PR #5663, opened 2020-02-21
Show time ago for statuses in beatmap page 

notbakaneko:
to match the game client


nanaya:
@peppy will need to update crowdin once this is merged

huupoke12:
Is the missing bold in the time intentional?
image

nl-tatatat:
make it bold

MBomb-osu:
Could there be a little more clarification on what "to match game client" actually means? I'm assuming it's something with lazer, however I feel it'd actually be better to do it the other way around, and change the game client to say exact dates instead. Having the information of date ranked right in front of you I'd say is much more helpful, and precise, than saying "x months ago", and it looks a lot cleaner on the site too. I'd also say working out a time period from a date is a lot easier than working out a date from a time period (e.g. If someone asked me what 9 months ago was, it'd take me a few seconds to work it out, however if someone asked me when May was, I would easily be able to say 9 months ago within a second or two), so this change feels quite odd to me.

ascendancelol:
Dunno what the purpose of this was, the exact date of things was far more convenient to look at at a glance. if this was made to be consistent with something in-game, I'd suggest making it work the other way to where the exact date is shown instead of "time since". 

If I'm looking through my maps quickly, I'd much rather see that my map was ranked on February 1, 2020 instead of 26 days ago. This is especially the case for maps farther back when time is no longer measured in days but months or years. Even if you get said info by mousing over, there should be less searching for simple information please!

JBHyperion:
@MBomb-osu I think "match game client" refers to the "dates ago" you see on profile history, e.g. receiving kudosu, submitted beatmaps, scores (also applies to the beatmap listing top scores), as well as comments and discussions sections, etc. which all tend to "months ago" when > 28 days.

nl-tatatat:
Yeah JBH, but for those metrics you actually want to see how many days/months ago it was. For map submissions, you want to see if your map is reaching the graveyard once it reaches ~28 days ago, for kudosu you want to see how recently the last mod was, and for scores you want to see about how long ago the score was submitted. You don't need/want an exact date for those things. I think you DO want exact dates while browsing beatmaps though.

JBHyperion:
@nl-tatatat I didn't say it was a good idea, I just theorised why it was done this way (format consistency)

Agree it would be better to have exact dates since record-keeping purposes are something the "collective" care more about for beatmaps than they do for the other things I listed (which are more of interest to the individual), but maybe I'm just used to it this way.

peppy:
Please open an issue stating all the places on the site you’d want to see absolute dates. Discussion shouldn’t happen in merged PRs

· · ·

--- Problem statement ---
Report back each line of the entries that holds the string "instead".

--- Solution to this task ---
Could there be a little more clarification on what "to match game client" actually means? I'm assuming it's something with lazer, however I feel it'd actually be better to do it the other way around, and change the game client to say exact dates instead. Having the information of date ranked right in front of you I'd say is much more helpful, and precise, than saying "x months ago", and it looks a lot cleaner on the site too. I'd also say working out a time period from a date is a lot easier than working out a date from a time period (e.g. If someone asked me what 9 months ago was, it'd take me a few seconds to work it out, however if someone asked me when May was, I would easily be able to say 9 months ago within a second or two), so this change feels quite odd to me.
Dunno what the purpose of this was, the exact date of things was far more convenient to look at at a glance. if this was made to be consistent with something in-game, I'd suggest making it work the other way to where the exact date is shown instead of "time since". 
If I'm looking through my maps quickly, I'd much rather see that my map was ranked on February 1, 2020 instead of 26 days ago. This is especially the case for maps farther back when time is no longer measured in days but months or years. Even if you get said info by mousing over, there should be less searching for simple information please!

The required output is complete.